A new import from the US has arrived in the UK: the campus-based venture capital fund.
Campus Capital, which has so far agreed partnerships with the universities of Sheffield and Manchester, uses students to seek out promising early stage companies in which to invest.
Modelled on established funds in the US, the aim is both to give entrepreneurial students experience of the venture capital world, and provide start-up companies with much needed money at an early stage.
“One of the best ways to understand how investors make decisions is to experience that from the investors’ side of the table,” says Samantha Deakin Hill, one of the fund’s founding partners and a mentor at Sheffield’s enterprise programme.
Campus Capital will not focus its investments exclusively on student or graduate start-ups, instead looking more broadly at companies in the “city region”, explains Deakin Hill.
The US already has a number of venture capital funds that explicitly invest in student companies, some run by the universities themselves. Prominent among them is the Dorm Room Fund, which only backs companies with at least one full-time student on their founding team.
Now with investments in 90 different companies, according to the website Crunchbase, it has recently backed a company that makes "smart" basketballs that track your dribbling performance, and a firm claiming to be able to streamline the organisation of school field trips.
There are “more opportunities to invest in student start-ups” in the US than the UK, says Deakin Hill.
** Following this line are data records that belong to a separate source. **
PR #2590, opened 2023-03-31
fix(fs12): move process to readline tty commands

crherman7:


jasonmosley (approved):
Thanks. This will allow people to run this in a CI/CD without setting the verbose flag since these two methods require `process.stdout` to be a TTY

PR #2650, opened 2024-03-11
feat(fastlane): update fastlane actions

crherman7:
## Describe your changes

Currently we are not utilizing fastlane to it's fullest potential. We can take advantage of multiple available fastlane actions that install profiles, certs, etc. Additionally on android we do not need to utilize the keys script to update gradle properties to link signing configuration. We can instead update it directly through this plugin and utilize environment variables directly in the build.gradle.

## Type of change

- [ ] Bug fix (non-breaking change which fixes an issue)

## Test Plan

Updated ejs Fastfile templates. Added unit tests.

1. yarn install
2. yarn build:packages
3. yarn test


NickBurkhartBB:
@crherman7 tests are failing, can you also update the description of the PR to not just be the template and have it be a description meaningful to the PR

packages/plugin-fastlane/src/index.ts
```diff
@@ -47,6 +108,29 @@ eval_gemfile(plugins_path) if File.exist?(plugins_path)
...
+
+    await fsk.update(
+      pathk.project.resolve("android", "app", "build.gradle"),
+      /(signingConfigs[.\s\S]+?release \{)[.\s\S]+?\}/m,
+      `$1
+            storeFile file('release.keystore')
+            storePassword System.getenv("STORE_PASSWORD")
+            keyAlias '${config.android.signing.keyAlias}'
+            keyPassword System.getenv("KEY_PASSWORD")
+        }
```
NickBurkhartBB, line 131: @crherman7 I am ending up with an invalid app/build.gradle in example app project after init, adding the closing bracket here causes a duplicate one cause there currently is an[ if statement](https://github.com/brandingbrand/flagship/blob/main/packages/core/assets/template/android/app/build.gradle#L120) inside release signingConfig and we remove the if block but the closing bracket from release still exists

NickBurkhartBB (changes requested):

packages/plugin-fastlane/src/index.ts
crherman7: good catch updated

NickBurkhartBB (approved):

PR #2667, opened 2024-04-09
chore(version): v13 alpha releases

crherman7:
## Type of change

- [ ] Bug fix (non-breaking change which fixes an issue)

- [ ] A self-review of my code has been completed


NickBurkhartBB:
@crherman7 I don't think that all the packages changed, I think only code-cli, code-cli-kit, code-plugin-splash-screen, and code-plugin-target-extension need the patch bump

crherman7:
> @crherman7 I don't think that all the packages changed, I think only code-cli, code-cli-kit, code-plugin-splash-screen, and code-plugin-target-extension need the patch bump

correct, I agree - but I thought for alpha versions it would be easier to keep everything in line, unless you disagree still then I will open new pr.

NickBurkhartBB:
@crherman7 I don't think we need to keep them all in sync and shouldn't be hard to track, lets just publish new alphas for the packages we changed

crherman7:
> @crherman7 I don't think we need to keep them all in sync and shouldn't be hard to track, lets just publish new alphas for the packages we changed

ok we are aligned - we need to include changesets on each PR from now on.

PR #2700, opened 2024-05-17
feat(env): ENG-5304 support fsapp <11

crherman7:
## Describe your changes

Env access is linked through `@brandingbrand/fsapp` with the `project_env_index.js` file. In fsapp v10 it's in the root directory whereas in v11 it's in the src directory. We need to conditionalize where we read that file from based on fsapp version.

Require the package.json of `@brandingbrand/fsapp` and determine which path we can use for the `project_env_index.js`.

[Ticket](https://brandingbrand.atlassian.net/browse/ENG-5304)

## Type of change

## Test Plan

1. `yarn install`
2. `yarn build`
3. `cd apps/example`
4. `yarn flagship-code prebuild --build internal --env prod`
5. Verify cli runs successfully

## Demo

<details>
  <summary>cli</summary>

Screenshot 2024-05-17 at 3 25 15 PM
</details>

### DIFF
--- a/packages/cli/src/actions/env.ts
+++ b/packages/cli/src/actions/env.ts
@@ -113,10 +113,13 @@ export default defineAction(
     let projectEnvIndexPath;
 
     if (semver.satisfies(coercedVersion, "<11")) {
-      projectEnvIndexPath = require.resolve(
-        "@brandingbrand/fsapp/project_env_index.js",
+      // project_env_index.js doesn't exist in @brandingbrand/fsapp <v11 - it is assumed to be written to the root
+      // directory of the package. We can get the path based on the package.json and resolve to parent directory with
+      // the project_env_index.js identifier.
+      projectEnvIndexPath = path.resolve(require.resolve(
+        "@brandingbrand/fsapp/package.json",
         { paths: [process.cwd()] }
-      );
+      ), "..", "project_env_index.js");
     }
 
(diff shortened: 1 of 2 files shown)


packages/cli/src/actions/env.ts
```diff
@@ -94,12 +95,40 @@ export default defineAction(
...
     // There is a chance this could throw an error, this is fine, still even though we checked the dependencies object already
-    const projectEnvIndexPath = require.resolve(
-      "@brandingbrand/fsapp/src/project_env_index.js",
-      { paths: [process.cwd()] }
-    );
+    let projectEnvIndexPath;
+
+    if (semver.satisfies(coercedVersion, "<11")) {
+      projectEnvIndexPath = require.resolve(
+        "@brandingbrand/fsapp/project_env_index.js",
```
NickBurkhartBB, line 117: @crherman7 when testing, it looks like version 10.x.x.x doesn't have a placeholder file, so this resolutions fails. Error: Cannot find module '@brandingbrand/fsapp/project_env_index.js'.

NickBurkhartBB (changes requested):

packages/cli/src/actions/env.ts
crherman7: great catch! what an interesting tight coupling.

PR #2718, opened 2024-06-12
fix(adr): disable network security config by default

crherman7:
## Describe your changes

When the network security configuration is added to the `AndroidManifest.xml` by default with an empty configuration it can interfere with the metro packager when developing.

Only update the `AndroidManifest.xml` with the network security configuration if someone utilizes the the parser. Note, the developer will be responsible for adding the local environments in non-release mode via their plugin.

## Type of change

## Test Plan

- `yarn test`

### DIFF
--- a/packages/cli/src/transformers/android/android-manifest-xml.ts
+++ b/packages/cli/src/transformers/android/android-manifest-xml.ts
@@ -105,25 +105,6 @@ export default defineTransformer<Transforms<AndroidManifestXML, void>>({
 
       mainActivity.$['android:screenOrientation'] = orientation;
     },
-
-    /**
-     * Function that applies the network security config to the AndroidManifest.xml file.
-     * @param xml The AndroidManifestXML object representing the contents of the AndroidManifest.xml file.
-     * @param config The build configuration containing Android-specific manifest options.
-     */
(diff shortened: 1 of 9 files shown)


packages/cli/src/transformers/android/android-manifest-xml.ts
```diff
@@ -105,25 +105,6 @@ export default defineTransformer<Transforms<AndroidManifestXML, void>>({
...
-      const mainApplication = xml.manifest.application
-        ?.find((it) => it.$["android:name"] === ".MainApplication")
-
-      if (!mainApplication) {
-        throw new Error(
-          "[AndroidManifestTransformer]: cannot set network security configuration because .MainApplication not found"
-        );
-      }
-
-      mainApplication.$["android:networkSecurityConfig"] = "@xml/network_security_config"
```
NickBurkhartBB, line 125: @crherman7 should we also not add the empty network_security_config file since it is unused?

crherman7: updated to dynamically write the file if it doesn't exist when attempting to use the parser

NickBurkhartBB (approved):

“What a lot of [UK] universities are very good at is providing early stage proof of concept funding, which will include a small grant,” she explains. But these grants are small indeed – normally below £5,000 – and one of the difficulties for UK start-ups is getting more sizeable chunks of money to be able to scale up their businesses, she adds. Campus Capital hopes to plug that gap by offering investments of £50,000 to £200,000.
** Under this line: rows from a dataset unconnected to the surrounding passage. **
PR #2763, opened 2024-10-29
fix: ENG-5789 - Version pin xcproj and cocoapods for CI

UncleClapton:

[ENG-5789](https://brandingbrand.atlassian.net/browse/ENG-5789)

## Type of change

[ENG-5789]: https://brandingbrand.atlassian.net/browse/ENG-5789?atlOrigin=eyJpIjoiNWRkNTljNzYxNjVmNDY3MDlhMDU5Y2ZhYzA5YTRkZjUiLCJwIjoiZ2l0aHViLWNvbS1KU1cifQ


packages/cli/src/actions/packagers.ts
```diff
@@ -98,7 +98,7 @@ export default defineAction(async (): Promise<void> => {
     try {
       for await (const line of execa({
         cwd: path.project.resolve('ios'),
-      })`pod install`) {
+      })(isCI ? 'bundle exec pod install' : 'pod install')) {
```
NickBurkhartBB, line 101: @UncleClapton I am getting error is I run with `CI=1 yarn run prebuild -e dev -b internal --verbose` in the example app. I believe it is how handles a template literal versus if it receives a string. I think with string this way you need to specify like (command, [args]), (isCI ? 'bundle' : 'pod', isCI ? ['exec', 'pod', 'install'] : ['install'])

NickBurkhartBB (approved):

packages/cli/src/actions/packagers.ts
NickBurkhartBB: maybe its' something with node versions?

PR #2813, opened 2025-07-29
feat: ENG-6217 - Dynamic app ENV provider support

UncleClapton:
## Describe your changes

* Dynamically support either `@brandingbrand/fsapp` or the upcoming `@brandingbrand/code-app-env` in `code-plugin-env` based on package dependencies
* Update code plugin template to include common function, as well as an improved explanation on plugins.

[ENG-6217](https://brandingbrand.atlassian.net/browse/ENG-6217)

## Type of change

## Test Plan

1. Setup a project using FSApp, and ensure all FSCode packages are resolved to local file versions
2. Run `yarn flagship-code prebuild` and ensure `code-plugin-env` injects your expected envs into `node_modules/@brandingbrand/fsapp/src/project_env_index.js`
3. Add `@brandingbrand/code-app-env` to your project's dependencies array. 
    * The version specifier does not matter and only it's existence in `package.json` is necessary to test the plugin. No need to run `yarn install`
4. Run `yarn flagship-code prebuild` again. Expect a warning with both packages "installed".
5. Confirm:
    1. `.flagshipappenvrc` has been generated in project top level directory.
    2. Check `./android/app/src/main/res/values/strings.xml` and confirm `flagship_env` and `flagship_dev_menu` is set
    3. Check `./ios/app/Info.plist` and confirm `FlagshipEnv` and `FlagshipDevMenu` are set.

[ENG-6217]: https://brandingbrand.atlassian.net/browse/ENG-6217?atlOrigin=eyJpIjoiNWRkNTljNzYxNjVmNDY3MDlhMDU5Y2ZhYzA5YTRkZjUiLCJwIjoiZ2l0aHViLWNvbS1KU1cifQ


packages/plugin-env/src/index.ts
```diff
@@ -1,193 +1,71 @@
...
+    ...Object.keys(pkgJson.dependencies || {}),
+    ...Object.keys(pkgJson.devDependencies || {}),
+  ];
+};
 
-          return {name: envName, content: mod.default};
-        }),
-      );
-    };
+const projectDeps = loadProjectDependencyList();
```
NickBurkhartBB, line 23: this call can throw an error, but since it is now at the top level, it could be an uncontrolled exception. we may want to rethink the return type and maybe handle error at the individual function level if we are trying to load at the top level.

UncleClapton: The error would be caught while the plugin is loading in, but that would definitely create an error that's harder to trace. Moved to Common function instead.

packages/plugin-env/src/index.ts
```diff
@@ -1,193 +1,72 @@
...
+  common: async (build, options) => {
+    logger.info('Configuring runtime environment provider.');
 
-          return {name: envName, content: mod.default};
-        }),
-      );
-    };
+    // Determine which plugin to use based on the presence of a supported package in the project's package.json
+    const projectDeps = loadProjectDependencyList();
+    activePlugins = Object.values(plugins).filter(it =>
```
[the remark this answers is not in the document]
UncleClapton: I agree it's a bit over-built for only two supported packages, but sticking to an iteration approach simplifies the user feedback logic, and avoids needless rechecking across the 3 plugin stages.

I've removed the custom plugin typing because that's definitely over-complicating matters when we could just use a mapping object.

PR #2835, opened 2026-02-02
fix: defaults for newArchEnabled driven by template

NickBurkhartBB:
## Describe your changes
remove the logic in 0.77 grade-properties.ts to fallback to the logic already in the 0.72 which should be the expected
if a user defines the value it is used, if not defined it just uses the values from the version of the template you are using

https://brandingbrand.atlassian.net/browse/ENG-6287

## Type of change

## Test Plan
* run prebuild in example app and check android/gradle.properties
* ER: it shows newArchEnabled=true as that is the template default
* update build.internal.ts in the example app to a value and re-run prebuild
* ER: it shows newArchEnabled={value you set}


UncleClapton (changes requested):
I can confirm this fixes the issue for android, but I think we should update iOS as well.

there's a couple of issues with the current iOS transform.
- it only exists on RN77+. The method in which we enable new-arch for iOS exists as far back as RN72, however, so we could move this to the RN72 podfile transforms.
- the current iOS transform behaves like the android RN77 transform, setting new arch to `false` if the property isn't in the build config. We should update this to behave like Android's transform.

I also think we should add transform overrides for RN82+ to completely ignore `newArchEnabled` in the build config, since this setting is a no-op for both platforms in RN82+.

NickBurkhartBB:
@UncleClapton good callouts. I updated iOS to have the same undefined logic and moved back to 0.72 version. I also added 0.82 transform to add a warning to notify user of safe cleanup and have its value ignored.

.changeset/dirty-jobs-argue.md
```diff
@@ -0,0 +1,5 @@
+---
+"@brandingbrand/code-plugin-transform-template": patch
+---
+
+fix Android defaults for newArchEnabled to be tied to template
```
UncleClapton: could we update the changeset to reflect the latest changes?

UncleClapton (changes requested):

.changeset/dirty-jobs-argue.md
NickBurkhartBB: removed Android qualifier as it applies to both platforms now. added line about 0.82+ behavior

UncleClapton (approved):
LGTM!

Why, then, do student companies in the UK find it harder to tap into funding opportunities? “In the UK we’ve a massive history of invention and innovation, but entrepreneurship? Not so much,” says Sara Pates, head of enterprise at the University of Sheffield.
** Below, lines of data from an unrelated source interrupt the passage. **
PR #2881, opened 2026-07-23
feat: harden react-native version adoption tooling and CI

deemaabdallah:
## Summary
- `scripts/add-rn-version` now resolves the latest stable patch for the requested minor from the registry and initializes with that exact version. Minor-only versions relied on `0.XX-stable` dist-tags, which are no longer consistently published upstream. Unknown or invalid minors exit with a clear error instead of continuing.
- The version codemods also update the root `package.json` React Native pin (adding an older version never downgrades it). App workspaces are aligned from the dependency profile via `flagship-code align-deps --fix`, keeping the profile as the single source of truth for app-level versions.
- New tests in `plugin-verify-dependencies` assert that every dependency profile pins `react-native` and the `@react-native/*` packages to its own version, and that profiles cover exactly the set of committed templates.
- The Jest template environment's default version can be overridden via `FLAGSHIP_CODE_TEST_RN_VERSION`; CI runs the plugin suites against every committed template version (the version list derives from `packages/templates/react-native/`).
- New `PR Compile` workflow builds the generated Android and iOS projects when templates or the example app change. Dependabot PRs skip it.

## Verification
- `yarn build`, `yarn lint`, `yarn test` green.
- The profile assertion fails when a profile pins a version other than its own (verified by mutation, then reverted).
- Full test suite green with `FLAGSHIP_CODE_TEST_RN_VERSION` set to 0.75, 0.79, and 0.83.
- `./scripts/add-rn-version 0.84` resolves 0.84.1 and completes end to end (output discarded); `./scripts/add-rn-version 0.99` exits with an invalid-version error.
- `align-deps --profile <version> --fix` verified to rewrite an app's React Native pins from the profile, including devDependency routing.
- Android and iOS compile jobs green on the generated example app.

Note: `plugin-native-navigation`'s default suite is pinned to the 0.72 template it targets.

### DIFF
--- a/.github/workflows/pr-compile.yml
+++ b/.github/workflows/pr-compile.yml
@@ -1,10 +1,12 @@
 name: PR Compile
 
 on:
+  workflow_dispatch:
   pull_request:
     paths:
       - 'packages/templates/**'
       - 'apps/example/**'
+      - '.github/workflows/pr-compile.yml'
 
 jobs:
   android:
--- a/.github/workflows/pr-compile.yml
+++ b/.github/workflows/pr-compile.yml
@@ -1,0 +1,61 @@
+name: PR Compile
+
+on:
+  pull_request:
+    paths:
+      - 'packages/templates/**'
+      - 'apps/example/**'
+
+jobs:
+  android:
+    runs-on: ubuntu-latest
+    timeout-minutes: 45
+
+    steps:
+      - uses: actions/checkout@b4ffde65f46336ab88eb53be808477a3936bae11
+      - name: Use Node.js
+        uses: actions/setup-node@60edb5dd545a775178f52524783378180af0d1f8
+        with:
+          node-version: 20
+      - name: Setup Ruby
+        uses: ruby/setup-ruby@f26937343756480a8cb3ae1f623b9c8d89ed6984
+        with:
+          ruby-version: '3.1'
+      - name: Setup Java
+        uses: actions/setup-java@6a0805fcefea3d4657a47ac4c165951e33482018
+        with:
+          distribution: 'temurin'
+          java-version: '17'
+      - name: Install dependencies
+        run: yarn
+      - name: Build packages
+        run: yarn build
+      - name: Initialize react native app
+        run: yarn workspace @brandingbrand/code-example prebuild --build internal --env prod --platform android --verbose
+      - name: Compile Android app
+        run: ./gradlew assembleDebug
+        working-directory: apps/example/android
+
+  ios:
+    runs-on: macos-15
+    timeout-minutes: 45
+
+    steps:
+      - uses: actions/checkout@b4ffde65f46336ab88eb53be808477a3936bae11
+      - name: Use Node.js
+        uses: actions/setup-node@60edb5dd545a775178f52524783378180af0d1f8
+        with:
+          node-version: 20
+      - name: Setup Ruby
+        uses: ruby/setup-ruby@f26937343756480a8cb3ae1f623b9c8d89ed6984
+        with:
+          ruby-version: '3.1'
+      - name: Install dependencies
+        run: yarn
+      - name: Build packages
+        run: yarn build
+      - name: Initialize react native app
+        run: yarn workspace @brandingbrand/code-example prebuild --build internal --env prod --platform ios --verbose
+      - name: Compile iOS app
+        run: xcodebuild -workspace app.xcworkspace -scheme app -configuration Debug -sdk iphonesimulator -destination 'generic/platform=iOS Simulator' CODE_SIGNING_ALLOWED=NO build
+        working-directory: apps/example/ios
--- a/.github/workflows/pr-compile.yml
+++ b/.github/workflows/pr-compile.yml
@@ -8,6 +8,7 @@ on:
 
 jobs:
   android:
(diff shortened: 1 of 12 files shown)


.github/workflows/pr-compile.yml
```diff
@@ -0,0 +1,61 @@
+name: PR Compile
```
NickBurkhartBB, line 1: personally, I think we shouldn't add this compile on pull_request. These can take a long time and dependabot updates will each trigger them. for now, we have left this verification for the reviewer as needed, but if we feel strongly about adding these in, we can.

apps/example/flagship-code.config.ts
```diff
@@ -44,18 +44,20 @@ export default defineConfig({
...
+   * - react-navigation: Configures native pieces for React Navigation
+   * - monorepo: Provides example implementations
    * @type {string[]}
    */
   plugins: [
     '@brandingbrand/code-plugin-asset',
     '@brandingbrand/code-plugin-app-icon',
     '@brandingbrand/code-plugin-splash-screen',
+    '@brandingbrand/code-plugin-permissions',
+    '@brandingbrand/code-plugin-react-navigation',
```
NickBurkhartBB: example doesn't have these plugins peer dependencies setup in package.json for these two or have any code in the example the tie to these dependencies. If we are expanding the example with these code plugins, we also need to add the other dependencies and update the example to fully test.

scripts/add-rn-version
```diff
@@ -44,6 +44,18 @@ if ! [[ "$RN_VERSION" =~ ^0\.[0-9]{2}$ ]]; then
 fi
 
 
+# Resolve the latest stable patch release for the requested minor version.
+# The CLI resolves a minor-only version through the `0.XX-stable` npm dist-tag,
+# which upstream no longer publishes reliably, so we resolve the exact patch
+# version ourselves and pass that to `init`.
+EXACT_VERSION=$(npm view "react-native@${RN_VERSION}.x" version --json 2>/dev/null \
```
NickBurkhartBB, line 51: npm responds with error object for invalid version. so running `./scripts/add-rn-version 0.99` causes it to resolve an error object, then continues instead of exiting as invalid version. We need to add additional safety to the parsing of the response from npm. Possible fix could be like treat anything that isn't an array or a bare string as empty: `console.log(Array.isArray(v) ? (v[v.length-1] ?? '') : (typeof v === 'string' ? v : ''))`

NickBurkhartBB (changes requested):

apps/example/flagship-code.config.ts
deemaabdallah: yes planning to expand on the example app. I will remove and can be added in relevant PR.

.github/workflows/pr-compile.yml
deemaabdallah: I can add a dependabot skip to both jobs so dep bumps never trigger this. With that said, I would like to keep it on pull_request since it only fires on template/example changes anyway and helps us catch failures at compile. On its first run on this PR, it caught the `react-native-screens` codegen break that i`nstall/lint/test/prebuild `all missed. 

Since the goal is to be doing RN version bumps regularly, it makes those PRs reviewable without building both platforms locally. I can take it out completely instead if that works better or let me know if you suggest another route.

NickBurkhartBB: alright, we can keep it.

scripts/add-rn-version-codemods.ts
```diff
@@ -276,6 +276,81 @@ async function updateDependencyProfilesIndex() {
...
+    path.resolve(process.cwd(), './apps/example/package.json'),
+    'devDependencies',
+    [
+      '@react-native/babel-preset',
+      '@react-native/eslint-config',
+      '@react-native/metro-config',
+      '@react-native/typescript-config',
+    ],
+  );
+}
```
UncleClapton: Since FSCode can already perform the version bumps in the example app through `align-deps --fix`, I'm curious if there's a way we could incorporate that at some later stage, instead of bumping them in this script.

I considered updating the example app as a part of these scripts, but decided to leave it out for two reasons: 

First is that the example app is a good platform for testing the `align-deps` command. After FSCode is updated, we want a way to ensure all packages will be updated as expected.

Second is that there are other packages we need to update when the example is upgraded, and this script lacks the context to make those updates. After `align-deps` is fully configured for the new version, it would be a better tool for this task

I am primarily concerned about the CLI packages, as well as RNScreens and React Navigation if we're adding that in now. All three have strict RN version compatibility requirements, and are on independent release cycles.

UncleClapton (commented):
I like the direction this is going in. I'm just not sure if the codemod script should also be concerned with anything within the example app. More details below

As an aside, I think we should start tracking RNScreens as an alignment dependency in `verify-dependencies`. This package has some strict version alignment requirements https://github.com/software-mansion/react-native-screens#support-for-fabric

scripts/add-rn-version-codemods.ts
deemaabdallah: love this! thanks @UncleClapton I will test locally and fix the PR accordingly.

NickBurkhartBB (approved):

UncleClapton (approved):
lgtm!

UK universities do have funds to commercialise intellectual property, she thinks, but “that tends to be around research”, rather than student companies, she says. One such example is the Oxford Sciences Innovation fund, launched in 2015 with £300 million of funding to provide capital and advice to help commercialise research that emerges out of the University of Oxford’s mathematics, physical, life sciences and medical sciences division.
Students, who often lack the connections and experience of more established entrepreneurs, can be a riskier bet when it comes to funding start-ups. Universities may well ask themselves “what’s the payback?”, says Pates. “So many [student-led companies] fail."
Campus Capital is currently raising money for a £2 million first tranche of funding available from April or May this year.
Alumni may choose to invest as a way of boosting their alma mater, Deakin Hill says. “There have been alumni of our current partner universities who have shown interest in giving back to the university but in a way where they could see a return on their investment,” she adds. Some alumni “aren’t interested in having a building named after them”, she continues.
If successful, the scheme could give UK students a taste of the funding opportunities available to some of their counterparts in the US – but there is still a long way to go.